We looked around, almost none of us in possession of the Hebrew needed to join in. In spite of myself, I joined along, the words and phrasing coming to me sooner than seemed possible. Kierkegaard once said that “prayer is as necessary as breathing,” and I found myself wondering if, perhaps, the same was not true of music as well.
“You can sing,” the program organizer exclaimed, looking straight at me.
Pinchas smiled. So did I, albeit a little unsurely. I could count on one hand the number of times I had sung in front of people since high school, and I hadn’t planned to start again now, especially in front of a large group of strangers.
Hours later, I found myself in a circle in the back woods of Birkenau, starting at the expanse of the camp from its rear. The trees swayed in the wind and an oppressive sense of calm belied the fact that countless horrors had taken place in this very place within the lifetime of the man standing in front of me. Prayers were said and Pinchas sang another song. I heard my name: “And now Hannah will sing Amazing Grace for us.”
And so, for the first time as an adult, I heard my own voice rise, alone over the wind in the trees, a prayer in my own words, to my own God. “I once was lost but now I'm found. Was blind but now I see.'Twas grace that taught my heart to fear. And grace my fears relieved. How precious did that grace appear…”
Later that night, we gathered around the table as Pinchas sang to bless Shabbat dinner. I wrote in my journal after, "'Hiney mah-tov umah-na'im, shevet achim gam yachad.//How good and sweet it is when people dwell together in harmony.' (Psalm 133)."
We spent all morning at Auschwitz and all afternoon at Birkenau. And then that night, after tears and questions and silence, we gathered together to mark Shabbat. The challah broken, the prayers sung, the candles lit. God still with us, peace still possible, and shalom still present.
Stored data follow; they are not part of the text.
PR #698, opened 2026-04-20
document Closure capture precision

tshepang:
This captures some gaps FLS has compared to Reference, and the content is adjusted from [Closure capture precision](https://doc.rust-lang.org/nightly/reference/types/closure.html#capture-precision) section.


src/types-and-traits.rst
```diff
@@ -903,6 +903,74 @@ A :t:`closure type` implicitly implements the :std:`core::marker::Sync`
...
+Move closures can only capture the prefix of a :t:`capture path` that runs up to, but not including, the first :t:`dereference` of a :t:`reference`.
+
+:dp:`fls_7NEEJgKSpQQ8`
+Closures will only capture the prefix of a :t:`capture path` that runs up to, but not including, the first :t:`dereference` of a :t:`raw pointer`.
+
+:dp:`fls_kYFd3p06pWWV`
+Closures will only capture the prefix of a :t:`capture path` of a :t:`union` that runs up to union itself.
+
+:dp:`fls_fATMTNUOHsfb`
+Closures will only capture the prefix of the :t:`capture path` that runs up to, but not including, the first :t:`field access expression` into a structure that uses the :t:`attribute` ``packed`` representation, in unalidged :t:`[field]s` in a struct.
```
Hoverbear:
```suggestion
Closures will only capture the prefix of the :t:`capture path` that runs up to, but not including, the first :t:`field access expression` into a structure that uses the :t:`attribute` ``packed`` representation, in unaligned :t:`[field]s` in a struct.
```
Typo?

*[View changes since the review](https://triagebot.infra.rust-lang.org/gh-changes-since/rust-lang/fls/698/f5c48f51906cc12b5745ced6658d96ea0850552a..c732101f15b3c8265486e226bed3f31b6d035cbd)*

src/types-and-traits.rst
```diff
@@ -903,6 +903,74 @@ A :t:`closure type` implicitly implements the :std:`core::marker::Sync`
 :t:`trait` if all the :t:`[type]s` of the :t:`[value]s` of the :t:`capturing
 environment` implement the :std:`core::marker::Send` :t:`trait`.
 
+.. _fls_G64vdcIyB2Is:
+
+Closure capture precision
```
kirtchev-adacore: You may want to rename this section "Capture precision", similar to the Reference, and make it subheading of [6.22. Capturing](https://rust-lang.github.io/fls/expressions.html#capturing).

src/types-and-traits.rst
```diff
@@ -903,6 +903,74 @@ A :t:`closure type` implicitly implements the :std:`core::marker::Sync`
...
+^^^^^^^^^^^^^^^^^^^^^^^^^
+
+:dp:`fls_rdDT7jsaOMbs`
```
kirtchev-adacore: This paragraph should be swapped with :dp:`fls_j9WyKVyOLFon`. The FLS avoids forward referencing as much as possible. Here you are using the term "place projection", but you have not defined it yet.

src/types-and-traits.rst
```diff
@@ -903,6 +903,74 @@ A :t:`closure type` implicitly implements the :std:`core::marker::Sync`
...
+A :dt:`capture path` is a sequence starting with a :t:`variable` from the environment followed by zero or more :t:`[place projection]s` from that variable.
```
kirtchev-adacore:
```suggestion
A :dt:`capture path` is a sequence starting with a :t:`variable` from the :t:`capturing environment` followed by zero or more :t:`[place projection]s` from that :t:`variable`.
```

src/types-and-traits.rst
```diff
@@ -903,6 +903,74 @@ A :t:`closure type` implicitly implements the :std:`core::marker::Sync`
...
+
+:dp:`fls_j9WyKVyOLFon`
+A :dt:`place projection` is a :t:`field access expression`, tuple :t:`field access expression`, :t:`dereference`, array or slice :t:`index expression`, or :t:`pattern` destructuring applied to a variable.
```
kirtchev-adacore:
```suggestion
A :dt:`place projection` is a :t:`field access expression`, :t:`dereference`, :t:`array` or :t:`slice` :t:`index expression`, or :t:`pattern` destructuring applied to a :t:`variable`.
```
I think "tuple :t:`field access expression`" is redundant because a "regular" field access expression subsumes tuple indexing.

Note that we lack a section on pattern destructuring in [Chapter 5. Patterns](https://rust-lang.github.io/fls/patterns.html#patterns).

src/types-and-traits.rst
```diff
@@ -903,6 +903,74 @@ A :t:`closure type` implicitly implements the :std:`core::marker::Sync`
...
+
+:dp:`fls_TbfUxVf8PKPs`
+The closure :t:`[borrow]s` or :t:`moves <by move>` the :t:`capture path`, which may be truncated based on these rules:
```
kirtchev-adacore: How about

A :t:`closure expression` :t:`[borrow]s` or :t:`moves <by move>` the :t:`capture path`, as follows:

src/types-and-traits.rst
```diff
@@ -903,6 +903,74 @@ A :t:`closure type` implicitly implements the :std:`core::marker::Sync`
...
+
+- :dp:`fls_4TESOxGpEY2h`
+  When a :t:`capture path` and one of the ancestors of that path are both captured by a closure, the ancestor path is captured with the highest capture mode among the two captures, using the strict weak ordering: :t:`immutable borrow` < :t:`unique immutable borrow` < :t:`mutable borrow` < :t:`move <by move>`.
```
kirtchev-adacore: It is unclear what an "ancestor" is. Be careful when using the term "path", because we also have these [paths](https://rust-lang.github.io/fls/entities-and-resolution.html#paths). What the Reference describes is already documented in [6.22:12 The capture mode ...](https://rust-lang.github.io/fls/expressions.html#capturing).

I would rephrase the paragraph as follows (note that it is part of a list!):

- When a :t:`capture path` and an ancestor :t:`capture path` and both :t:`captured`, the ancestor :t:`capture path` is :t:`captured` with the highest :t:`capture mode` among the two :t:`[capture path]s`.

Note that I intentionally dropped "by a closure" because a "capturing expression" is either an async block expression or a closure expression, and I suspect that these rules do apply when the context is an async block expression.

I also dropped the ordering because it is already documented by "capture mode". On a side note, perhaps 6.22:14 should be changed to "1. By immutable reference capture. (lowest precedence)" and 6:22:17 to "4. By value capture. (highest precedence)", or just use a small table similar to [expression precedence](https://rust-lang.github.io/fls/expressions.html#expression-precedence).

src/types-and-traits.rst
```diff
@@ -903,6 +903,74 @@ A :t:`closure type` implicitly implements the :std:`core::marker::Sync`
...
+
+- :dp:`fls_eNkZWskzznW6`
+  The :t:`capture path` is truncated at the rightmost :t:`dereference` in the capture path if the dereference is applied to a :t:`shared reference`.
```
kirtchev-adacore:
```suggestion
- The :t:`capture path` is truncated at the rightmost :t:`dereference` in the :t:`capture path` if the :t:`dereference` is applied to a :t:`shared reference`.
```

src/types-and-traits.rst
```diff
@@ -903,6 +903,74 @@ A :t:`closure type` implicitly implements the :std:`core::marker::Sync`
...
+
+:dp:`fls_v8IFXHJnXhez`
+A :t:`place` is not captured when an :t:`underscore expression` is used to bind it.
```
kirtchev-adacore: The Reference is unclear what "place" refers to - is it a "place projection", a "place expression", or a "place". I suspect the former, but this needs confirmation. Once that is cleared up, there are options to refactor some of the rules below.

kirtchev-adacore (changes requested):
This is it for now. I will have to revisit the remaining rules once the "place" business has been cleared up. I think we can find better wording/grouping of the remaining rules, as they feel somewhat randomly sprinkled.

*[View changes since this review](https://triagebot.infra.rust-lang.org/gh-changes-since/rust-lang/fls/698/f5c48f51906cc12b5745ced6658d96ea0850552a..c0edef222591c64c0d1f484622e4d0c7565f4659)*

src/types-and-traits.rst
tshepang: heh, I missed that 6.22 even existed :hide:

src/types-and-traits.rst
tshepang: 40847f44d558b5bd022e0dd4d0729a96941da1b9

tshepang:
all addressed but https://github.com/rust-lang/fls/pull/698#discussion_r3115942684

src/expressions.rst
```diff
@@ -5163,12 +5163,77 @@ within the :t:`capturing expression`, as follows:
...
+~~~~~~~~~~~~~~~~~
+
+:dp:`fls_j9WyKVyOLFon`
+A :dt:`place projection` is a :t:`field access expression`, :t:`dereference`, :t:`array` or :t:`slice` :t:`index expression`, or :t:`pattern` destructuring applied to a :t:`variable`.
+
+:dp:`fls_rdDT7jsaOMbs`
+A :dt:`capture path` is a sequence starting with a :t:`variable` from the :t:`capturing environment` followed by zero or more :t:`[place projection]s` from that :t:`variable`.
+
+:dp:`fls_TbfUxVf8PKPs`
+A :t:`closure expression` :t:`[borrow]s` or :t:`moves <by move>` the :t:`capture path`, which may be truncated based on these rules:
```
kirtchev-adacore:
```suggestion
A :t:`closure expression` :t:`[borrow]s` or :t:`moves <by move>` the :t:`capture path`, as follows:
```
The FLS avoids using the term "rules", as everything pretty much is a rule.

Note that there is no need to mention truncation here because there is a dedicated rule further below.

src/expressions.rst
```diff
@@ -5163,12 +5163,77 @@ within the :t:`capturing expression`, as follows:
...
+
+- :dp:`fls_4TESOxGpEY2h`
+  When a :t:`capture path` and an ancestor :t:`capture path` are both :t:`captured <capturing>`, the ancestor :t:`capture path` is captured with the highest :t:`capture mode` among the two :t:`[capture path]s`.
```
kirtchev-adacore:
```suggestion
- When a :t:`capture path` and an ancestor :t:`capture path` are both :t:`captured <capturing>`, the ancestor :t:`capture path` is :t:`captured` with the highest :t:`capture mode` among the two :t:`[capture path]s`.
```
This and the following rules should be list items.

src/expressions.rst
```diff
@@ -5163,12 +5163,77 @@ within the :t:`capturing expression`, as follows:
...
+
+- :dp:`fls_eNkZWskzznW6`
+  The :t:`capture path` is truncated at the rightmost :t:`dereference` in the :t:`capture path` if the :t:`dereference` is applied to a :t:`shared reference`.
```
kirtchev-adacore, line 5369:
```suggestion
- The :t:`capture path` is truncated at the rightmost :t:`dereference` in the :t:`capture path` if the :t:`dereference` is applied to a :t:`shared reference`.
```
List item.

src/expressions.rst
```diff
@@ -5163,12 +5163,77 @@ within the :t:`capturing expression`, as follows:
...
+Closures will only capture the prefix of a :t:`capture path` that runs up to, but not including, the first :t:`dereference` of a :t:`raw pointer`.
+
+:dp:`fls_kYFd3p06pWWV`
+Closures will only capture the prefix of a :t:`capture path` of a :t:`union` that runs up to the union itself.
+
+:dp:`fls_fATMTNUOHsfb`
+Closures will only capture the prefix of the :t:`capture path` that runs up to, but not including, the first :t:`field access expression` into a structure that uses the :t:`attribute` ``packed`` representation, in unaligned :t:`[field]s` in a struct.
+
+:dp:`fls_fITor3jpmgrl`
+Taking the address of an unaligned :t:`field` captures the entire struct.
```
kirtchev-adacore: I made significant reorderings and rewording of some of the paragraphs.
```suggestion
:dp:`fls_Vt9C9mKxHOwo`
A :t:`place` is :t:`captured` by :t:`immutable borrow` if its :t:`discriminant` is read by :t:`pattern matching`.

:dp:`fls_v8IFXHJnXhez`
A :t:`place` is not :t:`captured` when an :t:`underscore expression` is used to bind it.

:dp:`fls_gujpU7p5n9Zx`
A :t:`place` is not :t:`captured` by destructuring :t:`[struct]s`, :t:`[tuple]s`, and :t:`[enum]s` with a single :t:`enum variant`.

:dp:`fls_t8tFLUg8O83Q`
A :t:`place` is not :t:`captured` by being matched against a :t:`rest pattern`.

:dp:`fls_RaONmCLH2KGM`
An :t:`array` or :t:`slice` is :t:`captured` whole.

:dp:`fls_Fs12dmznjsMf`
Matching against an :t:`enum variant` of an :t:`enum` with more than one :t:`[enum variant]s` :t:`captures` the :t:`place` by :t:`immutable borrow`.

:dp:`fls_7EXHdE2eOVek`
Matching against an :t:`enum variant` of an :t:`enum` with one :t:`enum variant` does not :t:`capture` the :t:`place`, unless it is subject to :t:`attribute` ``non_exhaustive``, in which case the :t:`place` is captured by :t:`immutable borrow`.

:dp:`fls_iLH8X2U4ADHb`
Matching against a :t:`range pattern` :t:`captures` the :t:`place` by :t:`immutable borrow`.

:dp:`fls_HMJUXHrvOmPl`
Matching a :t:`slice` against a :t:`slice pattern`, other than one with only a single :t:`rest pattern`, :t:`captures` the :t:`slice` by :t:`immutable borrow`.

:dp:`fls_Gj1znNpthHY6`
Matching an :t:`array` against a :t:`slice pattern` does not :t:`capture` the :t:`place`.

:dp:`fls_IFyJvb6mlFU4`
A :t:`closure expression` subject to keyword ``move`` :t:`captures` the prefix of a :t:`capture path` that runs up to, but not including, the first :t:`dereference` of a :t:`reference`.

:dp:`fls_7NEEJgKSpQQ8`
A :t:`closure expression` :t:`captures` the prefix of a :t:`capture path` that runs up to, but not including, the first :t:`dereference` of a :t:`raw pointer`.

:dp:`fls_kYFd3p06pWWV`
A :t:`closure expression` :t:`captures` the prefix of a :t:`capture path` of a :t:`union` that runs up to the :t:`union` itself.

:dp:`fls_fATMTNUOHsfb`
A :t:`closure expression` :t:`captures` the prefix of the :t:`capture path` that runs up to, but not including, the first :t:`field access expression` into a :t:`struct` that uses the :t:`attribute` :c:`repr` with modifier ``packed``, in unaligned :t:`[field]s` in a :t:`struct`.

:dp:`fls_fITor3jpmgrl`
Taking the address of an unaligned :t:`field` captures the entire struct.
```

kirtchev-adacore (changes requested):
I will probably need to read [Capture precision](https://doc.rust-lang.org/nightly/reference/types/closure.html#capture-precision) to ensure that no rules have been omitted.

*[View changes since this review](https://triagebot.infra.rust-lang.org/gh-changes-since/rust-lang/fls/698/3cc9570466e833b66f8fe5ed0cda4ec1f67ebf4b..06229e769561c51aa70defc2bd4a9b2854804ba9)*

src/expressions.rst
```diff
@@ -5163,12 +5163,77 @@ within the :t:`capturing expression`, as follows:
...
+Move closures can only capture the prefix of a :t:`capture path` that runs up to, but not including, the first :t:`dereference` of a :t:`reference`.
+
+:dp:`fls_7NEEJgKSpQQ8`
+Closures will only capture the prefix of a :t:`capture path` that runs up to, but not including, the first :t:`dereference` of a :t:`raw pointer`.
+
+:dp:`fls_kYFd3p06pWWV`
+Closures will only capture the prefix of a :t:`capture path` of a :t:`union` that runs up to the union itself.
+
+:dp:`fls_fATMTNUOHsfb`
+Closures will only capture the prefix of the :t:`capture path` that runs up to, but not including, the first :t:`field access expression` into a structure that uses the :t:`attribute` ``packed`` representation, in unaligned :t:`[field]s` in a struct.
```
PLeVasseur: This does not currently match the Reference. Upstream truncates at the first field access into any `repr(packed)` struct, and explicitly says this includes even fields that are currently aligned, for future-compatibility reasons.

The current wording reads as if the rule only applies to unaligned fields, so it narrows the capture rule.

Support:
- Reference `type.closure.capture.precision.unaligned`

src/expressions.rst
```diff
@@ -5163,12 +5163,77 @@ within the :t:`capturing expression`, as follows:
...
 
+.. _fls_G64vdcIyB2Is:
+
+Capture precision
+~~~~~~~~~~~~~~~~~
+
+:dp:`fls_j9WyKVyOLFon`
+A :dt:`place projection` is a :t:`field access expression`, :t:`dereference`, :t:`array` or :t:`slice` :t:`index expression`, or :t:`pattern` destructuring applied to a :t:`variable`.
+
+:dp:`fls_rdDT7jsaOMbs`
```
PLeVasseur: Two semantic gaps still seem unresolved here.

- `place projection` still seems narrower than the Reference because it omits automatic dereferences. Upstream says `dereference (and automatic dereferences)`, and that matters because these rules operate on the projected place, not only explicit `*` syntax.
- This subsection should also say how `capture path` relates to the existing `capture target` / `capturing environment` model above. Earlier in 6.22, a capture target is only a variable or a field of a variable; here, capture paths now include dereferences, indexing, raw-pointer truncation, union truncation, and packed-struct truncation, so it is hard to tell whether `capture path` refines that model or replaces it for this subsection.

From that day on, I stuck close to Pinchas’ side. Leonard Cohen sang of “the tower of song,” Pinchas seemed to have his own suite in that tower. He sang everywhere he went. In synagogues, for Shabbat dinner, lullabies, in line for the bus, even as a wake up alarm to all those of us who had snatched the opportunity to catch a few minutes of sleep on one of the many 14-hour drives along the bumpy Polish highways. More often than not, I sang along – prayers for dinner, songs from his childhood, even a Yiddish tune or two, almost all in a language I didn’t understand.
Music was the way Pinchas met the world. It was in his soul, and it pervaded each space and memory I have of those 10 days. The day before we were to leave to return to Canada, we visited the concentration camp Majdanek.
Almost intact and located in an open field rife with wind tunnels, the sense of oppression was almost palpable. At the very end of the camp stands an enormous circular structure reaching to the sky. This monument, containing 70 tons of human ash and bones left behind as a ghoulish legacy of the atrocities carried out some 75 years earlier, often shocks visitors into silence. I was no exception. I clutched Pinchas’ hand. The breath left my body. I will always remember his voice rising to the sky, uttering the Kaddish – the prayer for the dead – in the place in which I found it the most difficult to pray, the notes rising above the muttered prayers of my fellow students.
Two years later, the gift that Pinchas gave me is still, in many ways, just beginning to unfold in my life. In addition to the gift of his own story and presence, Pinchas in many ways gave me back the gift of music, and in many ways my own voice.
I returned to those same places this year, but this time without Pinchas, who had chosen to accompany another group on their trip. I found myself once again at Majdenack and Treblinka, but this time without my companion of song. As I saw the same questions and loss of voice in the faces of my own students, I heard my name once again. One of my students had taken hold of my hand.
“Can you sing?” she asked. And so I thought of Pinchas and took a deep breath.